==== Information provided ====

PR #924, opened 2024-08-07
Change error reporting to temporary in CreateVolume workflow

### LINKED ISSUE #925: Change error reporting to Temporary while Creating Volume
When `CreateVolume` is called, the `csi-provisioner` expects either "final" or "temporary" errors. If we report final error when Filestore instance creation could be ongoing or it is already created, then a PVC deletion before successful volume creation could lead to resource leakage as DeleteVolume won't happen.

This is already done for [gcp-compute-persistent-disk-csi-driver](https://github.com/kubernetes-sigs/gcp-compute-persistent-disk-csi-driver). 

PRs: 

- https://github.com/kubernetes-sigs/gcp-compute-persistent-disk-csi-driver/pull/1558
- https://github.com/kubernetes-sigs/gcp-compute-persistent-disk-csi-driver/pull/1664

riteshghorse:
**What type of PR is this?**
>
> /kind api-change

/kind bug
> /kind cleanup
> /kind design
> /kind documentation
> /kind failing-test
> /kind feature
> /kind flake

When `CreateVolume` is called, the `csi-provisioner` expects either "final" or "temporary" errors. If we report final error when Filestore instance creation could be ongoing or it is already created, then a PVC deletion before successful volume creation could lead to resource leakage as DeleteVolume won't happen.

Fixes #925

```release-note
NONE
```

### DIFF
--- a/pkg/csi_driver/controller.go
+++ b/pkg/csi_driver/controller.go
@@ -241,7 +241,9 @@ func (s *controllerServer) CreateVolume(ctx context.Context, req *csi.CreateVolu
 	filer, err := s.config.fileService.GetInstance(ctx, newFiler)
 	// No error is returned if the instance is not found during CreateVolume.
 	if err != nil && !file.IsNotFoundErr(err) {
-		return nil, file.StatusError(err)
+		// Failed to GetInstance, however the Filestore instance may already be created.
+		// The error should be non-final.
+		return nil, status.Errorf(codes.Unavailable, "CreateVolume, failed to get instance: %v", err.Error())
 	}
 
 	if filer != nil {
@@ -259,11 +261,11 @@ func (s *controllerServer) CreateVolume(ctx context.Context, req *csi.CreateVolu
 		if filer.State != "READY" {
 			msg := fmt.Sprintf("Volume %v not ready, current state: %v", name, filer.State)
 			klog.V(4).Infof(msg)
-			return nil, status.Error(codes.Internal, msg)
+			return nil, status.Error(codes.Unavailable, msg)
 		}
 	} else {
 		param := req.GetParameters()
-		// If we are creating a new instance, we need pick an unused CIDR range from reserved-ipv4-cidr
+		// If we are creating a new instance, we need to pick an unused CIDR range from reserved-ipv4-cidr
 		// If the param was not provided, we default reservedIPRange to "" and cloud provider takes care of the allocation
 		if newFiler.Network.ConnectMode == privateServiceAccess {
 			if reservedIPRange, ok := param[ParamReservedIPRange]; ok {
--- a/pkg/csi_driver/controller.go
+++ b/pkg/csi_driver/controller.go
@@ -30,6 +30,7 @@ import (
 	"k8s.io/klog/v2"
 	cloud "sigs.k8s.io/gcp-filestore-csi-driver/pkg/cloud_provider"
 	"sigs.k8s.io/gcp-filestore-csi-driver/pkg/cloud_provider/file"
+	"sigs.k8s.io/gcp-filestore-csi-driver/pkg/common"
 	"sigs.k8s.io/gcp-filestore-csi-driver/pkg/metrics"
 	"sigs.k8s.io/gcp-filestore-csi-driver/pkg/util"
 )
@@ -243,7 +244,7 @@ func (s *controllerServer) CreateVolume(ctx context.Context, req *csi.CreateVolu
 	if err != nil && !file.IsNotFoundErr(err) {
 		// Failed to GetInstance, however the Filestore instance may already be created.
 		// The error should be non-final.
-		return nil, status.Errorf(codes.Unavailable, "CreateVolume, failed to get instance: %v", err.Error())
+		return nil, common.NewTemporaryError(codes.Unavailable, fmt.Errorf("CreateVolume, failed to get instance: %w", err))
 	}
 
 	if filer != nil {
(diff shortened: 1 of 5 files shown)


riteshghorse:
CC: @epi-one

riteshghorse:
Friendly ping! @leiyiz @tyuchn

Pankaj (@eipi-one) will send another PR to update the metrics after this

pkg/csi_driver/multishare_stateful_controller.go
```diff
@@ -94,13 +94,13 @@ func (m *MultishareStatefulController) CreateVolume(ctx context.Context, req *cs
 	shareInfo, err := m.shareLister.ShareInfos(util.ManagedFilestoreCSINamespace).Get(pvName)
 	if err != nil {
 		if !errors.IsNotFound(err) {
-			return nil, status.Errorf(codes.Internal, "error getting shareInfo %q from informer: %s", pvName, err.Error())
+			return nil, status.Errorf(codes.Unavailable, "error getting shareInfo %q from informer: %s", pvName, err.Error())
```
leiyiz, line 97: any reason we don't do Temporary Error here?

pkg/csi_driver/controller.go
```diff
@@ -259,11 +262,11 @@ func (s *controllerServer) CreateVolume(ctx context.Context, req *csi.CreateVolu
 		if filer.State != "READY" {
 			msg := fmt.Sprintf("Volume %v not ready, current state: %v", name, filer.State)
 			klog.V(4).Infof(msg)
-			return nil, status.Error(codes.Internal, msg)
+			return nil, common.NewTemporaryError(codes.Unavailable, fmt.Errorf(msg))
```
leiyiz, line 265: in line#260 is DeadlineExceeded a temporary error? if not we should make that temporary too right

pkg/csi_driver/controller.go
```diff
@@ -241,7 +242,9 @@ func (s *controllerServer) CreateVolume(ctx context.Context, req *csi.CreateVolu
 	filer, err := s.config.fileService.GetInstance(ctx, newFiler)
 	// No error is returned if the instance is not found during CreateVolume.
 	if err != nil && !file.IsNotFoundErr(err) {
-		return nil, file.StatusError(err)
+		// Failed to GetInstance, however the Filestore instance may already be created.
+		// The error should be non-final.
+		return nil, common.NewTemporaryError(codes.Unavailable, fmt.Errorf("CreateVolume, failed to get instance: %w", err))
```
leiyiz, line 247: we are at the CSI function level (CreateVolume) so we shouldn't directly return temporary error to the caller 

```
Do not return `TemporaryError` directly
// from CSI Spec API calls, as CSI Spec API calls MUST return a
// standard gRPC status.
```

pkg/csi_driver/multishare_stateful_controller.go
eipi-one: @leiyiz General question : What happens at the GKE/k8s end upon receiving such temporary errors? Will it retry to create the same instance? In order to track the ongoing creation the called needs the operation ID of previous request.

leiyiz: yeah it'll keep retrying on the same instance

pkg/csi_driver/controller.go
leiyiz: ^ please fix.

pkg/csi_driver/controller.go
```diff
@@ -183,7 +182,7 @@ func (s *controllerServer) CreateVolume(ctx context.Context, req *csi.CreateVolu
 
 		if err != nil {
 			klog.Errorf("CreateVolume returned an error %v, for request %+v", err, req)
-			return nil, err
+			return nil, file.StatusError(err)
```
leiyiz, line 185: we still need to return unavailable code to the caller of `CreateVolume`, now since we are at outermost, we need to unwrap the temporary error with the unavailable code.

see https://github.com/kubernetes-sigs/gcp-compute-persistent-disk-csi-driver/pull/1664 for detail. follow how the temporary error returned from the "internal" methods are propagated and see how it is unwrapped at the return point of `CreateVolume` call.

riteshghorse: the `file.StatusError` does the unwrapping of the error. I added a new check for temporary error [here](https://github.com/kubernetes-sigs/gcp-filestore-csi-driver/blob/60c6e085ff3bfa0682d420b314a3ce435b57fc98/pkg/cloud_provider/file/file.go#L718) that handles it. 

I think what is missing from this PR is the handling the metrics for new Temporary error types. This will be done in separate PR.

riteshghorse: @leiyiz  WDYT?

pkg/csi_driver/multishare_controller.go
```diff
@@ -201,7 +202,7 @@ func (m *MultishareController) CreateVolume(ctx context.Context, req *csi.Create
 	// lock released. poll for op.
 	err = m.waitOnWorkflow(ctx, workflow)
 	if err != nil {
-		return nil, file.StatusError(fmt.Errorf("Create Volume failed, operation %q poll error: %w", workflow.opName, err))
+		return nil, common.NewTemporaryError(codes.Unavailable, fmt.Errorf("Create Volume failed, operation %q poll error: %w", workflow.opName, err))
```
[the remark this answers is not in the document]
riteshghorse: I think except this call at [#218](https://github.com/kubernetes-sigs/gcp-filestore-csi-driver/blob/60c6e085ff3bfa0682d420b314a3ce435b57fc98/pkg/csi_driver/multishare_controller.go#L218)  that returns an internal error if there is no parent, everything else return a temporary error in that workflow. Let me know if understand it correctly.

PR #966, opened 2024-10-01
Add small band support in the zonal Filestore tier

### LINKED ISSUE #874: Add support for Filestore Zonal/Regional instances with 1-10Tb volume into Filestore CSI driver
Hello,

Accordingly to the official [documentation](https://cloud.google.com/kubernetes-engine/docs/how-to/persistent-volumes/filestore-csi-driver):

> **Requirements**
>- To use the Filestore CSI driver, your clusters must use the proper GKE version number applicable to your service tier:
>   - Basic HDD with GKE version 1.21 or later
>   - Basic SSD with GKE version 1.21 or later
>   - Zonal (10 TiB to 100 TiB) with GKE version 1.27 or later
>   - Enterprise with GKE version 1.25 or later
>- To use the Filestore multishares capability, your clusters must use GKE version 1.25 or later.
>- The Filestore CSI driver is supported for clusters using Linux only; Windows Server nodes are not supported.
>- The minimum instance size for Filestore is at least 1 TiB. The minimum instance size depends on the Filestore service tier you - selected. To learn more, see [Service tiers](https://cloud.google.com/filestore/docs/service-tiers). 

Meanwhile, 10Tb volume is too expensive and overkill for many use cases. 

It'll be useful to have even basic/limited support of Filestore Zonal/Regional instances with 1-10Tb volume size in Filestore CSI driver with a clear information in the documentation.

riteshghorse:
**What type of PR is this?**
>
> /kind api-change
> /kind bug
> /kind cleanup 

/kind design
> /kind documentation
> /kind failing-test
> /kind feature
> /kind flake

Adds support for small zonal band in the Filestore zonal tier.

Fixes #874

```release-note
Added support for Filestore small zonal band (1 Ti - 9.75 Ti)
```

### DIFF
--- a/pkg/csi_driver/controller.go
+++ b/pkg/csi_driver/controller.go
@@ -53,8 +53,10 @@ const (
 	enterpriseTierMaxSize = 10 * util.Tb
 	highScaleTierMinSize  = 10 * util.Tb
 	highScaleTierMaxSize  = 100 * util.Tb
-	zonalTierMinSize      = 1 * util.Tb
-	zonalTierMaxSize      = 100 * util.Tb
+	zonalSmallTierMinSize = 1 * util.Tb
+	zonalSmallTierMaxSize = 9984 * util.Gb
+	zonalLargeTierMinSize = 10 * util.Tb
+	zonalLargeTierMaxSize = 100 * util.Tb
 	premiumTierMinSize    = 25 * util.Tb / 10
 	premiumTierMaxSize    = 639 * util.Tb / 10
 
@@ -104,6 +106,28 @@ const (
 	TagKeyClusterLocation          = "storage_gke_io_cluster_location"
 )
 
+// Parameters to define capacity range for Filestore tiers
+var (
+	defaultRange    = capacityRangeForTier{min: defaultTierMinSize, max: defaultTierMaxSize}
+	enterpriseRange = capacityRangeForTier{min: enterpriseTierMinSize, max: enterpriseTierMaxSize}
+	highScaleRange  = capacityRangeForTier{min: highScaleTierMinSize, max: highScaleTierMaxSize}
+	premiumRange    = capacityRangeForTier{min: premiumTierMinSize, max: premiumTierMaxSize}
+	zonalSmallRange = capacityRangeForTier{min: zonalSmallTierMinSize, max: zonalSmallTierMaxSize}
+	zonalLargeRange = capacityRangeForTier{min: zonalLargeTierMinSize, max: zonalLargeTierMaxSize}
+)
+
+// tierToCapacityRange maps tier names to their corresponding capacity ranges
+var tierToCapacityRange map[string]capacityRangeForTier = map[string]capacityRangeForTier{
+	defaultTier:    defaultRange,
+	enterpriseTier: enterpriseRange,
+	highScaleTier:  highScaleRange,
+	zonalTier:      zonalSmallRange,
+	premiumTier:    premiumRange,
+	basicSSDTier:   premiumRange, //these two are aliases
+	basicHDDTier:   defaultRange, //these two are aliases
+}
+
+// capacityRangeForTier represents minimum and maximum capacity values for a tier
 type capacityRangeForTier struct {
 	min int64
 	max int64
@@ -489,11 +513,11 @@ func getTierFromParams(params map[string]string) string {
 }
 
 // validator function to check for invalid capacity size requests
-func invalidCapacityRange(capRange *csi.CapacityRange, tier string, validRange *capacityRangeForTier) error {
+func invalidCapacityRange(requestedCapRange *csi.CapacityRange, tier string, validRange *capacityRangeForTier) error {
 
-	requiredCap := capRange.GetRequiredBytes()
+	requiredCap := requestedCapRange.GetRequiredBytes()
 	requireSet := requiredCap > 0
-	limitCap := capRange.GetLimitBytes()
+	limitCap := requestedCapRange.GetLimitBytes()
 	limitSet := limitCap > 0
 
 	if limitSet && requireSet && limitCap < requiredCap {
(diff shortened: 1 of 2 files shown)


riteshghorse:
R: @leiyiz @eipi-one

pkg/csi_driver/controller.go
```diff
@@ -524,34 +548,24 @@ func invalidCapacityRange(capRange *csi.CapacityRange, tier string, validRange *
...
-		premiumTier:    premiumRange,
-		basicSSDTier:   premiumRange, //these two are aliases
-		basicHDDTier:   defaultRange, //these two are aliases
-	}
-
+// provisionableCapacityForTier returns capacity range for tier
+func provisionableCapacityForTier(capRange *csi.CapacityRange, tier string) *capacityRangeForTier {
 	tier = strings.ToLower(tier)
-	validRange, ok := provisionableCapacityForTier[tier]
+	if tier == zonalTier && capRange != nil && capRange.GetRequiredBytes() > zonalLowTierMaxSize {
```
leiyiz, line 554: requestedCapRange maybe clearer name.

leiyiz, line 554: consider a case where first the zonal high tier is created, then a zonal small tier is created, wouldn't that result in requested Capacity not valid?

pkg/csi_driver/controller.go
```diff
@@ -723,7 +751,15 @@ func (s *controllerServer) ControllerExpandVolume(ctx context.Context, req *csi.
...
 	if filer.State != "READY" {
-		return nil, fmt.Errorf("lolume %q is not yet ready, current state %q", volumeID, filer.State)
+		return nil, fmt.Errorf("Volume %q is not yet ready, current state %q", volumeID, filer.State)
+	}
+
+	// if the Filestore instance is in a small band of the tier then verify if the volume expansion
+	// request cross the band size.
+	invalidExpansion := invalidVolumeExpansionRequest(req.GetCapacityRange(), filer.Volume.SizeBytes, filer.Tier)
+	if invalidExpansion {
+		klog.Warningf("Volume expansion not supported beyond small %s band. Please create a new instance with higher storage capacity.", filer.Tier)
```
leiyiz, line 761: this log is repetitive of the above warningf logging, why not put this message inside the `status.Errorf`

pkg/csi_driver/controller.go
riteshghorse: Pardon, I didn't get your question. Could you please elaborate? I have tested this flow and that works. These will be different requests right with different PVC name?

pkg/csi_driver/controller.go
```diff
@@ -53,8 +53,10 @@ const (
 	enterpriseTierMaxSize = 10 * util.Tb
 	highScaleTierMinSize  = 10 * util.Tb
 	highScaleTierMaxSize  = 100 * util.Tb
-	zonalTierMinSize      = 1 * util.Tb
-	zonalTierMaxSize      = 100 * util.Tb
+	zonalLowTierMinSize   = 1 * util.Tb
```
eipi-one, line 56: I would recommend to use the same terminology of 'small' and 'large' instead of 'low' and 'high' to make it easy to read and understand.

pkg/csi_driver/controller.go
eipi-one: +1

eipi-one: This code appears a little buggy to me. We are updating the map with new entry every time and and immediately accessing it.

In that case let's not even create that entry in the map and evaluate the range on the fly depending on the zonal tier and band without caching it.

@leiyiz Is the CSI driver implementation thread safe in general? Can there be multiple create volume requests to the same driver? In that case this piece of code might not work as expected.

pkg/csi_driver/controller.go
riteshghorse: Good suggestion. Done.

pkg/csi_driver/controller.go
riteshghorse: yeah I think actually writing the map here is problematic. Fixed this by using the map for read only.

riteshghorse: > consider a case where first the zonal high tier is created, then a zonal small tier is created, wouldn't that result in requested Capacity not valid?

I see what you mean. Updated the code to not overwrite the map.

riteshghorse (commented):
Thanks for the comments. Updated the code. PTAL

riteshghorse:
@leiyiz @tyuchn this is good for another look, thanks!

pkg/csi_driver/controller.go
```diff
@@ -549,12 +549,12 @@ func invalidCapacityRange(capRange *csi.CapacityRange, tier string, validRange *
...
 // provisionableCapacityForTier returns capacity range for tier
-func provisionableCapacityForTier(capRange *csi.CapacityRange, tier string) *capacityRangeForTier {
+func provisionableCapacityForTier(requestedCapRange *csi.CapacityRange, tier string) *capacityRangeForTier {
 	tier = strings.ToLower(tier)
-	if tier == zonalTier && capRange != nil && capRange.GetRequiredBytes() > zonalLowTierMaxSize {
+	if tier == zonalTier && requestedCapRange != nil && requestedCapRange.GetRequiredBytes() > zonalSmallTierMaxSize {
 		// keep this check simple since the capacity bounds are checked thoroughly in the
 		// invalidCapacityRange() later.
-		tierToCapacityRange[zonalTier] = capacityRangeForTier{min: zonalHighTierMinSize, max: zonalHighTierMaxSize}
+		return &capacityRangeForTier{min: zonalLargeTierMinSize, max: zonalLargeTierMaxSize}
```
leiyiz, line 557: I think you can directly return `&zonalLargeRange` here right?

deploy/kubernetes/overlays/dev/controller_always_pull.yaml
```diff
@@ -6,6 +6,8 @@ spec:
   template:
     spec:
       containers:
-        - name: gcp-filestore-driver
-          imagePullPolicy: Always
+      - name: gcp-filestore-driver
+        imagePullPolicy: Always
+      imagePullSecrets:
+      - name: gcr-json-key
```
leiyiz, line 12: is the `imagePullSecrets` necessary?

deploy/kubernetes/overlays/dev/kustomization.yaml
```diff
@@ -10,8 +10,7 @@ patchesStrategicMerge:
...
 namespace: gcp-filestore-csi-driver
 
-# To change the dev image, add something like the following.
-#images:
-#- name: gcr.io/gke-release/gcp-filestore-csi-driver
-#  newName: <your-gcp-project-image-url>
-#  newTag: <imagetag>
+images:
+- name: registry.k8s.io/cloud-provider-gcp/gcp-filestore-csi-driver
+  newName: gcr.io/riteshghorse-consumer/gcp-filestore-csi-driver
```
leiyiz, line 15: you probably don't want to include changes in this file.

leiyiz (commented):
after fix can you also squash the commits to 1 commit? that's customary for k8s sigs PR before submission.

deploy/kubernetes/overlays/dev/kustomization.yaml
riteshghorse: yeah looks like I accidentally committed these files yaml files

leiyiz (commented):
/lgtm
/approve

====

Start at the first line of the material. Reproduce every line exactly, ending with the line that holds "-259,11 +261,11 @@".

PR #924, opened 2024-08-07
Change error reporting to temporary in CreateVolume workflow

### LINKED ISSUE #925: Change error reporting to Temporary while Creating Volume
When `CreateVolume` is called, the `csi-provisioner` expects either "final" or "temporary" errors. If we report final error when Filestore instance creation could be ongoing or it is already created, then a PVC deletion before successful volume creation could lead to resource leakage as DeleteVolume won't happen.

This is already done for [gcp-compute-persistent-disk-csi-driver](https://github.com/kubernetes-sigs/gcp-compute-persistent-disk-csi-driver). 

PRs: 

- https://github.com/kubernetes-sigs/gcp-compute-persistent-disk-csi-driver/pull/1558
- https://github.com/kubernetes-sigs/gcp-compute-persistent-disk-csi-driver/pull/1664

riteshghorse:
**What type of PR is this?**
>
> /kind api-change

/kind bug
> /kind cleanup
> /kind design
> /kind documentation
> /kind failing-test
> /kind feature
> /kind flake

When `CreateVolume` is called, the `csi-provisioner` expects either "final" or "temporary" errors. If we report final error when Filestore instance creation could be ongoing or it is already created, then a PVC deletion before successful volume creation could lead to resource leakage as DeleteVolume won't happen.

Fixes #925

```release-note
NONE
```

### DIFF
--- a/pkg/csi_driver/controller.go
+++ b/pkg/csi_driver/controller.go
@@ -241,7 +241,9 @@ func (s *controllerServer) CreateVolume(ctx context.Context, req *csi.CreateVolu
 	filer, err := s.config.fileService.GetInstance(ctx, newFiler)
 	// No error is returned if the instance is not found during CreateVolume.
 	if err != nil && !file.IsNotFoundErr(err) {
-		return nil, file.StatusError(err)
+		// Failed to GetInstance, however the Filestore instance may already be created.
+		// The error should be non-final.
+		return nil, status.Errorf(codes.Unavailable, "CreateVolume, failed to get instance: %v", err.Error())
 	}
 
 	if filer != nil {
@@ -259,11 +261,11 @@ func (s *controllerServer) CreateVolume(ctx context.Context, req *csi.CreateVolu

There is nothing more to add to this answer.